• [WHAT YOU NEED TO DO] Every line below needs to be reproduced exactly.
START DATA FOR PROCESSING
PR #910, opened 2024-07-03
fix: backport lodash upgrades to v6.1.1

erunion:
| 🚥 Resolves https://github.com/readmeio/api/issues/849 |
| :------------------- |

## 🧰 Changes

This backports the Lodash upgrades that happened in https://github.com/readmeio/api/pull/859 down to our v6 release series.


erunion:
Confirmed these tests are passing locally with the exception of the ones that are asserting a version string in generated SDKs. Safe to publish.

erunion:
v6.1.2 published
END DATA FOR PROCESSING
• [OUTPUT OF THE EXERCISE]
PR #910, opened 2024-07-03
fix: backport lodash upgrades to v6.1.1

erunion:
| 🚥 Resolves https://github.com/readmeio/api/issues/849 |
| :------------------- |

## 🧰 Changes

This backports the Lodash upgrades that happened in https://github.com/readmeio/api/pull/859 down to our v6 release series.


erunion:
Confirmed these tests are passing locally with the exception of the ones that are asserting a version string in generated SDKs. Safe to publish.

erunion:
v6.1.2 published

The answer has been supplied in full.